Collected data entries:
Issue #2840, opened 2024-02-15
add more right padding to the 'run' button


devoncarew:
With the updates to the codemirror scrollbars, we should add slightly more right padding to the run button:

<img width="231" alt="Screenshot 2024-02-15 at 11 18 32 AM" src="https://github.com/dart-lang/dart-pad/assets/1269969/3fed3594-d8c7-440e-8e65-e1615b71aa9e">

RishiMaersk:
Hi can I work on this issue ?

devoncarew:
For sure! I suspect we already have some padding around the container for the run and format button, so this issue is probably about adding enough additional padding on the right so the buttons look good in relation to the new scrollbar position.

RishiMaersk:
how do we reproduce this issue ?

devoncarew:
You can run the UI locally using this instructions: https://github.com/dart-lang/dart-pad/tree/main/pkgs/sketch_pad#how-to-run

PR #2861, opened 2024-02-21
incremented width in sizedBox to add some more padding.

RishiMaersk:
Issue:- add more right padding to the 'run' button #2840
link:- https://github.com/dart-lang/dart-pad/issues/2840

Added more padding to the run button in dart pad.

### DIFF
--- a/pkgs/sketch_pad/lib/main.dart
+++ b/pkgs/sketch_pad/lib/main.dart
@@ -164,7 +164,7 @@ class _DartPadAppState extends State<DartPadApp> {
           brightness: Brightness.dark,
           surface: darkSurfaceColor,
           onSurface: Colors.white,
-         surfaceContainerHighest: Colors.black,
+          surfaceContainerHighest: Colors.black,
           onSurfaceVariant: Colors.white,
           onPrimary: darkLinkButtonColor,
         ),
--- a/pkgs/sketch_pad/lib/main.dart
+++ b/pkgs/sketch_pad/lib/main.dart
@@ -143,7 +143,7 @@ class _DartPadAppState extends State<DartPadApp> {
             ColorScheme.fromSeed(seedColor: lightPrimaryColor).copyWith(
           surface: lightSurfaceColor,
           onSurface: Colors.black,
-          surfaceVariant: lightSurfaceVariantColor,
+          surfaceContainerHighest: Colors.blue,
           onPrimary: lightLinkButtonColor,
         ),
         brightness: Brightness.light,
@@ -164,7 +164,7 @@ class _DartPadAppState extends State<DartPadApp> {
           brightness: Brightness.dark,
           surface: darkSurfaceColor,
           onSurface: Colors.white,
-          surfaceVariant: darkSurfaceVariantColor,
+         surfaceContainerHighest: Colors.black,
           onSurfaceVariant: Colors.white,
           onPrimary: darkLinkButtonColor,
         ),
--- a/pkgs/sketch_pad/lib/main.dart
+++ b/pkgs/sketch_pad/lib/main.dart
@@ -143,6 +143,8 @@ class _DartPadAppState extends State<DartPadApp> {
             ColorScheme.fromSeed(seedColor: lightPrimaryColor).copyWith(
           surface: lightSurfaceColor,
           onSurface: Colors.black,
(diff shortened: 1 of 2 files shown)


pkgs/sketch_pad/lib/main.dart
```diff
@@ -143,7 +143,7 @@ class _DartPadAppState extends State<DartPadApp> {
             ColorScheme.fromSeed(seedColor: lightPrimaryColor).copyWith(
           surface: lightSurfaceColor,
           onSurface: Colors.black,
-          surfaceVariant: lightSurfaceVariantColor,
+          surfaceContainerHighest: Colors.blue,
```
devoncarew, line 146: Why this change (and the similar one below)?

pkgs/sketch_pad/lib/widgets.dart
```diff
@@ -124,7 +124,7 @@ class RunButton extends StatelessWidget {
               size: 20.0,
             ),
             SizedBox(
-              width: 8.0,
+              width: 16.0,
```
devoncarew, line 127: 👍

pkgs/sketch_pad/lib/main.dart
RishiMaersk: I was getting an error in pipeline it was showing an error , which was exactly like this :- 

 info • 'surfaceVariant' is deprecated and shouldn't be used. Use surfaceContainerHighest instead. This feature was deprecated after v3.18.0-0.1.pre • lib/main.dart:146:11 • deprecated_member_use
   info • 'surfaceVariant' is deprecated and shouldn't be used. Use surfaceContainerHighest instead. This feature was deprecated after v3.18.0-0.1.pre • lib/main.dart:167:11 • deprecated_member_use
   info • 'surfaceVariant' is deprecated and shouldn't be used. Use surfaceContainerHighest instead. This feature was deprecated after v3.18.0-0.1.pre • lib/problems.dart:46:30 •

RishiMaersk: I thought may be changing it would resolve the error

devoncarew: It looks like we hit this in another PR as well: https://github.com/dart-lang/dart-pad/pull/2870/files#diff-ed60136a3d9ee7c71a9ed356332807808330f0cb99e3959050cfe26b087d6f8eR146. You could wait until that lands and then update your branch w/ the contents of `main`.

pkgs/sketch_pad/lib/widgets.dart
RishiMaersk: https://github.com/dart-lang/dart-pad/pull/2870/files#diff-ed60136a3d9ee7c71a9ed356332807808330f0cb99e3959050cfe26b087d6f8eR146 . I believe this PR has been merged now and I have resolved the merge conflicts wrt main.

RishiMaersk: that surfaceVariant check is again failing

pkgs/sketch_pad/lib/main.dart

BRIEF: Restate all entries above verbatim.

SOLUTION TO THIS EXERCISE:
Issue #2840, opened 2024-02-15
add more right padding to the 'run' button


devoncarew:
With the updates to the codemirror scrollbars, we should add slightly more right padding to the run button:

<img width="231" alt="Screenshot 2024-02-15 at 11 18 32 AM" src="https://github.com/dart-lang/dart-pad/assets/1269969/3fed3594-d8c7-440e-8e65-e1615b71aa9e">

RishiMaersk:
Hi can I work on this issue ?

devoncarew:
For sure! I suspect we already have some padding around the container for the run and format button, so this issue is probably about adding enough additional padding on the right so the buttons look good in relation to the new scrollbar position.

RishiMaersk:
how do we reproduce this issue ?

devoncarew:
You can run the UI locally using this instructions: https://github.com/dart-lang/dart-pad/tree/main/pkgs/sketch_pad#how-to-run

PR #2861, opened 2024-02-21
incremented width in sizedBox to add some more padding.

RishiMaersk:
Issue:- add more right padding to the 'run' button #2840
link:- https://github.com/dart-lang/dart-pad/issues/2840

Added more padding to the run button in dart pad.

### DIFF
--- a/pkgs/sketch_pad/lib/main.dart
+++ b/pkgs/sketch_pad/lib/main.dart
@@ -164,7 +164,7 @@ class _DartPadAppState extends State<DartPadApp> {
           brightness: Brightness.dark,
           surface: darkSurfaceColor,
           onSurface: Colors.white,
-         surfaceContainerHighest: Colors.black,
+          surfaceContainerHighest: Colors.black,
           onSurfaceVariant: Colors.white,
           onPrimary: darkLinkButtonColor,
         ),
--- a/pkgs/sketch_pad/lib/main.dart
+++ b/pkgs/sketch_pad/lib/main.dart
@@ -143,7 +143,7 @@ class _DartPadAppState extends State<DartPadApp> {
             ColorScheme.fromSeed(seedColor: lightPrimaryColor).copyWith(
           surface: lightSurfaceColor,
           onSurface: Colors.black,
-          surfaceVariant: lightSurfaceVariantColor,
+          surfaceContainerHighest: Colors.blue,
           onPrimary: lightLinkButtonColor,
         ),
         brightness: Brightness.light,
@@ -164,7 +164,7 @@ class _DartPadAppState extends State<DartPadApp> {
           brightness: Brightness.dark,
           surface: darkSurfaceColor,
           onSurface: Colors.white,
-          surfaceVariant: darkSurfaceVariantColor,
+         surfaceContainerHighest: Colors.black,
           onSurfaceVariant: Colors.white,
           onPrimary: darkLinkButtonColor,
         ),
--- a/pkgs/sketch_pad/lib/main.dart
+++ b/pkgs/sketch_pad/lib/main.dart
@@ -143,6 +143,8 @@ class _DartPadAppState extends State<DartPadApp> {
             ColorScheme.fromSeed(seedColor: lightPrimaryColor).copyWith(
           surface: lightSurfaceColor,
           onSurface: Colors.black,
(diff shortened: 1 of 2 files shown)


pkgs/sketch_pad/lib/main.dart
```diff
@@ -143,7 +143,7 @@ class _DartPadAppState extends State<DartPadApp> {
             ColorScheme.fromSeed(seedColor: lightPrimaryColor).copyWith(
           surface: lightSurfaceColor,
           onSurface: Colors.black,
-          surfaceVariant: lightSurfaceVariantColor,
+          surfaceContainerHighest: Colors.blue,
```
devoncarew, line 146: Why this change (and the similar one below)?

pkgs/sketch_pad/lib/widgets.dart
```diff
@@ -124,7 +124,7 @@ class RunButton extends StatelessWidget {
               size: 20.0,
             ),
             SizedBox(
-              width: 8.0,
+              width: 16.0,
```
devoncarew, line 127: 👍

pkgs/sketch_pad/lib/main.dart
RishiMaersk: I was getting an error in pipeline it was showing an error , which was exactly like this :- 

 info • 'surfaceVariant' is deprecated and shouldn't be used. Use surfaceContainerHighest instead. This feature was deprecated after v3.18.0-0.1.pre • lib/main.dart:146:11 • deprecated_member_use
   info • 'surfaceVariant' is deprecated and shouldn't be used. Use surfaceContainerHighest instead. This feature was deprecated after v3.18.0-0.1.pre • lib/main.dart:167:11 • deprecated_member_use
   info • 'surfaceVariant' is deprecated and shouldn't be used. Use surfaceContainerHighest instead. This feature was deprecated after v3.18.0-0.1.pre • lib/problems.dart:46:30 •

RishiMaersk: I thought may be changing it would resolve the error

devoncarew: It looks like we hit this in another PR as well: https://github.com/dart-lang/dart-pad/pull/2870/files#diff-ed60136a3d9ee7c71a9ed356332807808330f0cb99e3959050cfe26b087d6f8eR146. You could wait until that lands and then update your branch w/ the contents of `main`.

pkgs/sketch_pad/lib/widgets.dart
RishiMaersk: https://github.com/dart-lang/dart-pad/pull/2870/files#diff-ed60136a3d9ee7c71a9ed356332807808330f0cb99e3959050cfe26b087d6f8eR146 . I believe this PR has been merged now and I have resolved the merge conflicts wrt main.

RishiMaersk: that surfaceVariant check is again failing

pkgs/sketch_pad/lib/main.dart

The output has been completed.